Your output should consist of the data, copied exactly.

____

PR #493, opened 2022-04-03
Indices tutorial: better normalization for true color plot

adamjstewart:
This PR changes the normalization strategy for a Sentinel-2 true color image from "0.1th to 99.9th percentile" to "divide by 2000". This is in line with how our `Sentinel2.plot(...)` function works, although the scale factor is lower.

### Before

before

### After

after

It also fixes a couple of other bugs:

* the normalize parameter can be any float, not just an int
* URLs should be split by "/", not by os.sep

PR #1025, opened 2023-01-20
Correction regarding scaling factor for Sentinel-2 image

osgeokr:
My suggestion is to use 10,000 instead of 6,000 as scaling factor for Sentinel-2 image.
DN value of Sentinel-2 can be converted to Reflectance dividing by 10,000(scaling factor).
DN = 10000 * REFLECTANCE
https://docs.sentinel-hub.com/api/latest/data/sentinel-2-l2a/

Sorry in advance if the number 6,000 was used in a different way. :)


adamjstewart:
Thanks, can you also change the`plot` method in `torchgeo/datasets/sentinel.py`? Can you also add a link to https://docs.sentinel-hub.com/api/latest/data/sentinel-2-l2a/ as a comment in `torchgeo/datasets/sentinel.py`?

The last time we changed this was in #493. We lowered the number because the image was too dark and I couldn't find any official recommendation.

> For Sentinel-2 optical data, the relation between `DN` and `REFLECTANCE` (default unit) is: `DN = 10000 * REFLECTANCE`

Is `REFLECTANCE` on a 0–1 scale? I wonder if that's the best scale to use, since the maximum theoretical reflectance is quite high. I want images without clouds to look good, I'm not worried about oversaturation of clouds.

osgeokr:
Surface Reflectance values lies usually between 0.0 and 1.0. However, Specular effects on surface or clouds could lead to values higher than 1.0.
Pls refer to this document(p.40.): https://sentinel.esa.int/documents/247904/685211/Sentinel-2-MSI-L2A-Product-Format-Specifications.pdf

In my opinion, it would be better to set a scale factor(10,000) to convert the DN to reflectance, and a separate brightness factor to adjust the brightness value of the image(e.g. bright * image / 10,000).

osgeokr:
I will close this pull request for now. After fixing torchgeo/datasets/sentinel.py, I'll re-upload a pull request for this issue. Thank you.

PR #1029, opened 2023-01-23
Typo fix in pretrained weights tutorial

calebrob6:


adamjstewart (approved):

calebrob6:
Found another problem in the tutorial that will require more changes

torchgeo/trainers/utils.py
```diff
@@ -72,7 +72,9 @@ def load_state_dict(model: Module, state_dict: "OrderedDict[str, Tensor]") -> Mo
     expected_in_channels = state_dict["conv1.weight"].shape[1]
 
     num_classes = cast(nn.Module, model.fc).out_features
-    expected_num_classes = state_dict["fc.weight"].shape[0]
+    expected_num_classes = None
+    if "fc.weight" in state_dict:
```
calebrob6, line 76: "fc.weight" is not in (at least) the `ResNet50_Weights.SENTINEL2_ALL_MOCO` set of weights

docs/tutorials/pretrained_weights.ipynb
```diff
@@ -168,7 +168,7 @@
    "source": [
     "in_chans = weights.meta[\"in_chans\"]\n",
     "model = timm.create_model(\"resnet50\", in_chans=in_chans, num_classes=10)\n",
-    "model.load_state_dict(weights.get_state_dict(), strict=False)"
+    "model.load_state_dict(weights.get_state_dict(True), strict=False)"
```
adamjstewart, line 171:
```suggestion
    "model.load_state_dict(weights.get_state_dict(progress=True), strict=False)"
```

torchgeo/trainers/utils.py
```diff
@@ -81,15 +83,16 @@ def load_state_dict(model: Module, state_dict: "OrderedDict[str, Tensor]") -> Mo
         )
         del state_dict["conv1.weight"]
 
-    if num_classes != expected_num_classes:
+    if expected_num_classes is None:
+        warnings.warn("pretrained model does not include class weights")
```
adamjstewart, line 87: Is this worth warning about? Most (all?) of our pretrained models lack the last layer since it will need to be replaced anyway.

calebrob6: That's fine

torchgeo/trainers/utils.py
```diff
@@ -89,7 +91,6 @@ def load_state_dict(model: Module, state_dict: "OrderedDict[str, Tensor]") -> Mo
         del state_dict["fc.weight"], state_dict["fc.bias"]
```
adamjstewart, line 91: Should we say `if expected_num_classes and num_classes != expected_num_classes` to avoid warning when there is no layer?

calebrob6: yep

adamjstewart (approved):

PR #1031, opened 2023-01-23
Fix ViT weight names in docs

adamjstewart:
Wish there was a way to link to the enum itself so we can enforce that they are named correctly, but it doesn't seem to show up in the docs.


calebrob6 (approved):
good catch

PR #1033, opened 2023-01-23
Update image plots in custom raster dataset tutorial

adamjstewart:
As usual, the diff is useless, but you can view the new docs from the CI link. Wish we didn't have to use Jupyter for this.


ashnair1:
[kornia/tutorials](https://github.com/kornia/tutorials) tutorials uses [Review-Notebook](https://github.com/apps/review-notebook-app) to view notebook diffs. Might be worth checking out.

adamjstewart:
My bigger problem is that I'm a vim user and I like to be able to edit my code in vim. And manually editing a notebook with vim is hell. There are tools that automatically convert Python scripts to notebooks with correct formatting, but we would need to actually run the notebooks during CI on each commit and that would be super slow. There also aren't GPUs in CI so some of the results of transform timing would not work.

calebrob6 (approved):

____

**TASK ANSWER**
PR #493, opened 2022-04-03
Indices tutorial: better normalization for true color plot

adamjstewart:
This PR changes the normalization strategy for a Sentinel-2 true color image from "0.1th to 99.9th percentile" to "divide by 2000". This is in line with how our `Sentinel2.plot(...)` function works, although the scale factor is lower.

### Before

before

### After

after

It also fixes a couple of other bugs:

* the normalize parameter can be any float, not just an int
* URLs should be split by "/", not by os.sep

PR #1025, opened 2023-01-20
Correction regarding scaling factor for Sentinel-2 image

osgeokr:
My suggestion is to use 10,000 instead of 6,000 as scaling factor for Sentinel-2 image.
DN value of Sentinel-2 can be converted to Reflectance dividing by 10,000(scaling factor).
DN = 10000 * REFLECTANCE
https://docs.sentinel-hub.com/api/latest/data/sentinel-2-l2a/

Sorry in advance if the number 6,000 was used in a different way. :)


adamjstewart:
Thanks, can you also change the`plot` method in `torchgeo/datasets/sentinel.py`? Can you also add a link to https://docs.sentinel-hub.com/api/latest/data/sentinel-2-l2a/ as a comment in `torchgeo/datasets/sentinel.py`?

The last time we changed this was in #493. We lowered the number because the image was too dark and I couldn't find any official recommendation.

> For Sentinel-2 optical data, the relation between `DN` and `REFLECTANCE` (default unit) is: `DN = 10000 * REFLECTANCE`

Is `REFLECTANCE` on a 0–1 scale? I wonder if that's the best scale to use, since the maximum theoretical reflectance is quite high. I want images without clouds to look good, I'm not worried about oversaturation of clouds.

osgeokr:
Surface Reflectance values lies usually between 0.0 and 1.0. However, Specular effects on surface or clouds could lead to values higher than 1.0.
Pls refer to this document(p.40.): https://sentinel.esa.int/documents/247904/685211/Sentinel-2-MSI-L2A-Product-Format-Specifications.pdf

In my opinion, it would be better to set a scale factor(10,000) to convert the DN to reflectance, and a separate brightness factor to adjust the brightness value of the image(e.g. bright * image / 10,000).

osgeokr:
I will close this pull request for now. After fixing torchgeo/datasets/sentinel.py, I'll re-upload a pull request for this issue. Thank you.

PR #1029, opened 2023-01-23
Typo fix in pretrained weights tutorial

calebrob6:


adamjstewart (approved):

calebrob6:
Found another problem in the tutorial that will require more changes

torchgeo/trainers/utils.py
```diff
@@ -72,7 +72,9 @@ def load_state_dict(model: Module, state_dict: "OrderedDict[str, Tensor]") -> Mo
     expected_in_channels = state_dict["conv1.weight"].shape[1]
 
     num_classes = cast(nn.Module, model.fc).out_features
-    expected_num_classes = state_dict["fc.weight"].shape[0]
+    expected_num_classes = None
+    if "fc.weight" in state_dict:
```
calebrob6, line 76: "fc.weight" is not in (at least) the `ResNet50_Weights.SENTINEL2_ALL_MOCO` set of weights

docs/tutorials/pretrained_weights.ipynb
```diff
@@ -168,7 +168,7 @@
    "source": [
     "in_chans = weights.meta[\"in_chans\"]\n",
     "model = timm.create_model(\"resnet50\", in_chans=in_chans, num_classes=10)\n",
-    "model.load_state_dict(weights.get_state_dict(), strict=False)"
+    "model.load_state_dict(weights.get_state_dict(True), strict=False)"
```
adamjstewart, line 171:
```suggestion
    "model.load_state_dict(weights.get_state_dict(progress=True), strict=False)"
```

torchgeo/trainers/utils.py
```diff
@@ -81,15 +83,16 @@ def load_state_dict(model: Module, state_dict: "OrderedDict[str, Tensor]") -> Mo
         )
         del state_dict["conv1.weight"]
 
-    if num_classes != expected_num_classes:
+    if expected_num_classes is None:
+        warnings.warn("pretrained model does not include class weights")
```
adamjstewart, line 87: Is this worth warning about? Most (all?) of our pretrained models lack the last layer since it will need to be replaced anyway.

calebrob6: That's fine

torchgeo/trainers/utils.py
```diff
@@ -89,7 +91,6 @@ def load_state_dict(model: Module, state_dict: "OrderedDict[str, Tensor]") -> Mo
         del state_dict["fc.weight"], state_dict["fc.bias"]
```
adamjstewart, line 91: Should we say `if expected_num_classes and num_classes != expected_num_classes` to avoid warning when there is no layer?

calebrob6: yep

adamjstewart (approved):

PR #1031, opened 2023-01-23
Fix ViT weight names in docs

adamjstewart:
Wish there was a way to link to the enum itself so we can enforce that they are named correctly, but it doesn't seem to show up in the docs.


calebrob6 (approved):
good catch

PR #1033, opened 2023-01-23
Update image plots in custom raster dataset tutorial

adamjstewart:
As usual, the diff is useless, but you can view the new docs from the CI link. Wish we didn't have to use Jupyter for this.


ashnair1:
[kornia/tutorials](https://github.com/kornia/tutorials) tutorials uses [Review-Notebook](https://github.com/apps/review-notebook-app) to view notebook diffs. Might be worth checking out.

adamjstewart:
My bigger problem is that I'm a vim user and I like to be able to edit my code in vim. And manually editing a notebook with vim is hell. There are tools that automatically convert Python scripts to notebooks with correct formatting, but we would need to actually run the notebooks during CI on each commit and that would be super slow. There also aren't GPUs in CI so some of the results of transform timing would not work.

calebrob6 (approved):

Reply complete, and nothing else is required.